Enhancing Search

I'm part of a team that's looking to help build out the search capabilities in Elgg 1.5, which are admittedly quite anemic. I've seen a few of the "full text" search plugins up here, but I don't think they go far enough. What I'd like to see available:

  • The main search callback implemented as an action or otherwise extendable hook
  • Plugins be given control over the list of entities to display for a query, with the ability to add and remove items in the list
  • The ability to have non-persisted entities in the results list (for things like external data sources) and have these integrated into the search display
  • Entities to know (for display purposes) *why* they were returned as part of the search query
  • Get rid of the generic search-on-metadata that leads to bizarre and unexpected behavior (search for "on" or "1", for example) and replace it entirely with plugin-based search functionality

There are a lot of issues dealing with this, many of which could revolve around performance and memory considerations when a dozen plugins start feeding into the search results.

I have a small team of coders that I think I can throw at this, but I definitely want the support of both the community and, hopefully, Curverider, since this would necessitate changes being patched back into the core.

Who's with me?

  • @Cash - Yes I was referring to the binary data in the session table.  Not knowing what was stored in there, it concerned me a bit.  I have seen some pretty poor usage of blobs in my day.  

    Is the serialized data you are referring located in the metstrings table?  If so then its nice to see it all still in string form where it can be indexed, as you say.  Is there any documentation out there on the best practices for these separate indexes and how curverider uses them?  It would be nice to see what ELGG had in mind for this when they designed the architecture.

    Thanks again for all your input.

  • @Cash: the fulltext search piece (fts in the official plugins repository) actually just pulls a couple main fields to search against, like name and description, and doesn't serialize the entire object. The fts system still ends up doing a parallel search on the metastrings in addition to the serialized, indexed objects.

    What I'm suggesting is one search system that all pieces would be able to contribute to the results of.

  • @danielwells - I think the session data there is just the same binary data that is stored to disk by default by PHP. There shouldn't be binary data anywhere else in the Elgg tables.

    I've only seen the serialized data in the metastrings table and even that is rare.

  • @Justin - who from Curverider did you contact?

  • @Cash: I just used the "contact us" form on the website, haven't emailed or messaged anyone directly yet.

  • This is truly a critical piece for the website I'm currently designing. I have JimBob's Full Text Search, which seems to do a fairly good job. (with the exception of displaying "ElggObjects"). I have tried to use a Custom Google Engine but the "Friends" and "friendsof" pages overpopulate the results. 
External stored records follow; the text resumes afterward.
PR #40, opened 2017-06-14
Prometheus alerts

moolitayer:
Issue: https://github.com/ManageIQ/manageiq/issues/14238
See issue for setup

### DIFF
--- a/app/models/manageiq/providers/kubernetes/container_manager_mixin.rb
+++ b/app/models/manageiq/providers/kubernetes/container_manager_mixin.rb
@@ -77,6 +77,11 @@ module ManageIQ::Providers::Kubernetes::ContainerManagerMixin
     client.prometheus_try_connect
   end
 
+  def verify_prometheus_alerts_credentials
+    ensure_monitoring_manager
+    monitoring_manager.verify_credentials
+  end
+
   # UI methods for determining availability of fields
   def supports_port?
     true
@@ -131,6 +136,7 @@ module ManageIQ::Providers::Kubernetes::ContainerManagerMixin
     at = [:bearer]
     at << :hawkular if has_authentication_type?(:hawkular)
     at << :prometheus if has_authentication_type?(:prometheus)
+    at << :prometheus_alerts if has_authentication_type?(:prometheus_alerts)
     at
   end
 
@@ -148,6 +154,8 @@ module ManageIQ::Providers::Kubernetes::ContainerManagerMixin
       verify_hawkular_credentials
     elsif options[:auth_type].to_s == "prometheus"
       verify_prometheus_credentials
+    elsif options[:auth_type].to_s == "prometheus_alerts"
+      verify_prometheus_alerts_credentials
     else
       with_provider_connection(options, &:api_valid?)
     end
@@ -166,7 +174,7 @@ module ManageIQ::Providers::Kubernetes::ContainerManagerMixin
   end
 
   def supported_auth_types
-    %w(default password bearer hawkular prometheus)
+    %w(default password bearer hawkular prometheus prometheus_alerts)
   end
 
   def supports_authentication?(authtype)
--- a/app/models/manageiq/providers/kubernetes/monitoring_manager/event_catcher/runner_mixin.rb
+++ b/app/models/manageiq/providers/kubernetes/monitoring_manager/event_catcher/runner_mixin.rb
@@ -1,0 +1,118 @@
+module ManageIQ::Providers::Kubernetes::MonitoringManager::EventCatcher::RunnerMixin
+  extend ActiveSupport::Concern
+
+  # This module is shared between:
+  # - Kubernetes::MonitoringManager::EventCatcher
+  # - Openshift::MonitoringManager::EventCatcher
+
+  def event_monitor_handle
+    @event_monitor_handle ||= ManageIQ::Providers::Kubernetes::MonitoringManager::EventCatcher::Stream.new(@ems)
+  end
+
+  def reset_event_monitor_handle
+    @event_monitor_handle = nil
+  end
+
+  def stop_event_monitor
+    @event_monitor_handle.stop unless @event_monitor_handle.nil?
+  rescue => err
+    $cn_monitoring_log.error("Event Monitor error [#{err.message}]")
+    $cn_monitoring_log.error("Error details: [#{err.details}]")
+    $cn_monitoring_log.log_backtrace(err)
+  ensure
+    reset_event_monitor_handle
+  end
+
+  def monitor_events
+    $cn_monitoring_log.info("[#{self.class.name}] Event Monitor started")
+    @target_ems_id = @ems.parent_manager.id
+    event_monitor_handle.start
+    event_monitor_running
+    event_monitor_handle.each_batch do |events|
+      @queue.enq(events) unless events.blank?
+      sleep_poll_normal
+    end
+  ensure
+    reset_event_monitor_handle
+  end
+
+  def queue_event(event)
+    event_hash = extract_event_data(event)
+    if event_hash
+      $cn_monitoring_log.info("Queuing event [#{event_hash}]")
+      EmsEvent.add_queue("add", @target_ems_id, event_hash)
+    end
+  end
+
+  def extract_event_data(event)
+    # EXAMPLE:
+    #
+    # {
+    #     "annotations": {
+    #         "message": "Node ocp-compute01.10.35.48.236.nip.io is down",
+    #         "severity": "HIGH",
+    #         "source": "ManageIQ",
+    #         "url": "https://www.youtube.com/watch?v=dQw4w9WgXcQ"
+    #     },
+    #     "endsAt": "0001-01-01T00:00:00Z",
+    #     "generatorURL": "http://prometheus-4018548653-w3str:9090/graph?g0.expr=container_fs_usage_bytes%7Bcontainer_name%3D%22%22%2Cdevice%3D%22%2Fdev%2Fmapper%2Fvg0-lv_root%22%7D+%3E+4e%2B07&g0.tab=0",
+    #     "labels": {
+    #         "alertname": "Node down",
+    #         "beta_kubernetes_io_arch": "amd64",
+    #         "beta_kubernetes_io_os": "linux",
+    #         "device": "/dev/mapper/vg0-lv_root",
+    #         "id": "/",
+    #         "instance": "ocp-compute01.10.35.48.236.nip.io",
+    #         "job": "kubernetes-nodes",
+    #         "kubernetes_io_hostname": "ocp-compute01.10.35.48.236.nip.io",
+    #         "region": "primary",
+    #         "zone": "default"
+    #     },
+    #     "startsAt": "2017-07-17T12:18:00.457154718Z",
+    #     "status": "firing",
+    #     "generationID" : "323e0863-f501-4896-b7dc-353cf863597d", # Added in stream
+    #     "index": 1, # Added in stream
+    # },
+    event = event.dup
+
+    annotations = event["annotations"]
+    event[:url] = annotations["url"]
+    event[:severity] = parse_severity(annotations["severity"])
+    labels = event["labels"]
+    event[:ems_ref] = incident_identifier(event, labels, annotations)
+    event[:resolved] = event["status"] == "resolved"
+    timestamp = event["timestamp"]
+
+    target = find_target(labels)
+    {
+      :ems_id              => @cfg[:ems_id],
+      :source              => "DATAWAREHOUSE",
+      :timestamp           => timestamp,
+      :event_type          => "datawarehouse_alert",
+      :target_type         => target.class.name,
+      :target_id           => target.id,
+      :container_node_id   => target.id,
+      :container_node_name => target.name,
+      :message             => annotations["message"],
+      :full_data           => event.to_h
+    }
+  end
+
+  def find_target(labels)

  • An external site-crawl won't work for us, as we'll be behind various firewalls for most of our installations. I looked a bit into the other full-text search, and it's a good start, but it still really only does things in the metastrings table for the entities that are already serialized in the DB. What I'm envisioning is a much more robust system.

  • Blobs are not all that scary. Take a good look at Swish-e, an open source indexing and search tool. It depends on blobs and it works just fine.

    I think probably the Curverider approach is the best. I think it should be a separate index. It should NOT be a direct query on the (My)SQL database. There's already enough demand on that. And does anyone really have the resources that Facebook has? Common people. Be realistic. Even with a dedicated server and a few thousand users, it's enough demand. All it takes is one creative genius to bring your site to a halt, if the query is directly tied to the DB.

    I think it should be sufficient, if the site has it's own process via cron, to index two or three times a day and provide that for queries. If any content is out-of-date, the system should just provide a page saying, "Sorry, this content is no longer available" yada yada yada.

    Glad to see everyone discussing and working on this. ...By the way, maybe just an integration of Swish-e into Elgg would do the trick?  Why re-invent the wheel??

  • And by the way, can we all avoid Google like the plague, please?!  I am so tired of Google! I don't even want to use any of their API's!  All I want is good, clean, efficient open source software that I can have reside on my own sites!  Thanks!!!

  • Maybe I missed something but what in the world does google have to do with anything?